La rivière du Tech près de Perpignan, en août 2012 [Raymond Roig / AFP/Archives] La rivière du Tech près de Perpignan, en août 2012 [Raymond Roig / AFP/Archives]

Forte pollution aux pesticides, avec 40% des cours d'eau et 20% des nappes phréatiques touchés, et la moitié des rivières malmenées, notamment par un trop grand nombre de digues: tel est le bilan 2011 dressé mercredi par l'Agence de l'eau du bassin Rhône-Méditerranée.

"L'ennemi N.1 de la qualité des eaux, ce sont les pesticides et nos relevés montrent que leur utilisation stagne", a affirmé Martin Guespereau, le directeur général de l'Agence, lors de la présentation du rapport 2011.

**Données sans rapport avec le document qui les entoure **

PR #1013, opened 2023-03-22
More fstrings

xxc3nsoredxx:
This has a good bit more than last time, so if you want me to split the PR even further, just say so.

### DIFF
--- a/lib/_emerge/BinpkgExtractorAsync.py
+++ b/lib/_emerge/BinpkgExtractorAsync.py
@@ -5,7 +5,6 @@ import logging
 
 from _emerge.SpawnProcess import SpawnProcess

Et ce malgré le Grenelle de l'Environnement qui a éliminé 53 molécules jugées trop toxiques ou trop persistantes, rappelle le dirigeant.

L'utilisation de pesticides a même augmenté en 2011 de 2,5% au plan national.

"Environ 40% des rivières sont imbibées de pesticides, essentiellement des herbicides, dont on voit bien que leur durée de vie excède largement celle passée dans les champs", a poursuivi M. Guespereau.

"Le premier d'entre eux est le glyphosate, commercialisé sous le nom de Roundup, et on ne constate pas d'évolution à la baisse de ce polluant", a-t-il regretté.

Quelque 4.000 tonnes de ce pesticide sont commercialisées annuellement dans les bassins Rhône-Méditerranée et Corse.

Dans les pesticides retrouvés, certains sont interdits, justement parce que trop persistants. Mais à quelques endroits, "une utilisation actuelle de ces pesticides interdits n'est pas exclue car les concentrations de la molécule mère ne baissent pas", relève le responsable.

A ce sujet, deux territoires sont très suspects aux yeux de l'Agence: certaines parties du Beaujolais et du Roussillon.

"Notre système d'investigation est aujourd'hui beaucoup plus sophistiqué", souligne le responsable de l'Agence, ce qui permet aussi de plus en plus de tracer l'origine des pollutions.

Trois millions de données des années 2009-2010-2011 ont été passées au crible pour ce nouvel état des lieux.

"Drogués aux digues"

Conséquence de la pollution, agricole mais aussi industrielle ou domestique: 38 nappes phréatiques du bassin hydrographique et 49 captages "dépassent la norme de potabilité et nécessitent un traitement lourd pour rendre l'eau potable", indique le rapport.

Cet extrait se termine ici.